Issue #2597, opened 2020-12-19
Easier way to add vocabulary on "Add vocabulary items"


RyckRichards:
**Story** or **Context**
I was adding vocabulary items on https://tatoeba.org/eng/vocabulary/add to create and request sentences. However, each time I wanted to add a new vocabulary request, I did the following:

* I clicked on the box
* Typed the sentence
* Hit "Enter"
* Repeat the process

It would be good if I didn't have to click on the box again making it "typeable" again.

Image: Box after a vocabulary item is added

![image](https://user-images.githubusercontent.com/7658430/102683722-d1cfb780-41b1-11eb-9a8d-3e803b3c9d50.png)

AndiPersti:
@RyckRichards What browser do you use?

It looks like on Firefox the input field is always focused after pressing <Enter> while on Chromium (a Chrome variant) it isn't.

RyckRichards:
@AndiPersti Chrome

AndiPersti:
Fixed by #2602

PR #2602, opened 2020-12-23
Add vocabulary input auto-focuses on submitting

HelioStrike:
Solves #2597.

Clicking on the "Add vocabulary items" input, entering some data, and submitting, auto-focuses the input, eliminating the the need to click the input again.

### DIFF
--- a/webroot/js/vocabulary/add.ctrl.js
+++ b/webroot/js/vocabulary/add.ctrl.js
@@ -59,6 +59,7 @@
                     vm.vocabularyAdded.unshift(data);
                     vm.data.text = '';
                     vm.isAdding = false;
+                    setInterval(function() { document.getElementById('vocabulary-item').focus(); }, 1);
                 }
             );
         }
--- a/webroot/js/vocabulary/add.ctrl.js
+++ b/webroot/js/vocabulary/add.ctrl.js
@@ -20,17 +20,18 @@
 
     angular
         .module('app')
-        .controller('VocabularyAddController', ['$http', VocabularyAddController])
+        .controller('VocabularyAddController', ['$http', '$scope', VocabularyAddController])
         .directive(
             'focusInput', function($timeout) {
                 return {
+                    scope: { trigger: '=focusInput' },
                     link: function($scope, $element, $attrs) {
-                        $scope.$watch($attrs.focusInput, function(value) {
+                        $scope.$watch('trigger', function(value) {
                             if(value === true) { 
                                 $timeout(function() {
                                     $element[0].focus();
-                                    $scope[$attrs.focusInput] = false;
-                                }, 250);
+                                    $scope.trigger = false;
+                                });
                             }
                         });
                     }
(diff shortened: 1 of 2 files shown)


AndiPersti:
@HelioStrike What browser/OS do you use?

I've tried this on Firefox/Linux and the input field is always focused after pressing <Enter> regardless whether the `autofocus` attribute is set.

But on Chromium/Linux the input field is never focused after pressing <Enter> regardless whether the `autofocus` attribute is set.

Furthermore, [according to the specification](https://html.spec.whatwg.org/multipage/interaction.html#the-autofocus-attribute) `autofocus` would only focus the input field on page load and shouldn't have any influence on the field after some interactions.

HelioStrike:
@AndiPersti Ah, sorry, I tested it on Firefox/Ubuntu too, but am having the same behavior when using Chrome.

I could come up with a dirtier JS workaround. I'll try to see if I can find anything better.

(Sorry for the force-pushes, it was a 1-line change, so..)

webroot/js/vocabulary/add.ctrl.js
```diff
@@ -59,6 +59,7 @@
                     vm.vocabularyAdded.unshift(data);
                     vm.data.text = '';
                     vm.isAdding = false;
+                    setInterval(function() { document.getElementById('vocabulary-item').focus(); }, 1);
```
HelioStrike, line 62: `focus()` doesn't seem to work without the 1 millisecond delay. :/

HelioStrike: Ok, this is weird. It works with a 0 millisecond delay too, just needs `setInterval` to be there.

AndiPersti:
> I could come up with a dirtier JS workaround. I'll try to find something better.

Well, in an AngularJS controller you [should not manipulate the DOM](https://docs.angularjs.org/guide/controller) (and focusing an element is a DOM manipulation).
The "AngularJS" way would be to create a service or directive and use that inside the controller. See for example [the answers to a StackOverflow question](https://stackoverflow.com/q/14833326).

webroot/js/vocabulary/add.ctrl.js
AndiPersti: [AngularJS uses its own digest cycle](https://docs.angularjs.org/guide/scope#integration-with-the-browser-event-loop) and any manipulation done outside of AngularJS isn't visible to this digest cycle. That's why you have to artificially trigger a change so that AngularJS gets notified.

Furthermore using this approach it is now impossible to focus any other element (e.g. the language selection dropdown or the input field for the search query) because the set interval fires immediately and puts the focus back to the vocabulary input field.

HelioStrike:
@AndiPersti Thanks for all the helpful resources! I made the changes accordingly.

So the changes work for me on both Firefox and Chrome, but there seems to be a race-condition here. At 250 ms, it worked everytime for me on both browsers (of the ~10 times I tried). It seems that it I only pressed enter, and avoid clicking, I can reduce it to 200 ms even. When I used `trigger` as shown [here](https://stackoverflow.com/a/14837021/6731940), I had to push it to 400 ms. What do you think of this?

HelioStrike:
@AndiPersti Fixed the race condition!

AndiPersti:
Looks good. Thanks.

■ Task statement ■
Wherever a line in the records contains the word "Chromium", copy that line.

■ Expected answer ■
It looks like on Firefox the input field is always focused after pressing <Enter> while on Chromium (a Chrome variant) it isn't.
But on Chromium/Linux the input field is never focused after pressing <Enter> regardless whether the `autofocus` attribute is set.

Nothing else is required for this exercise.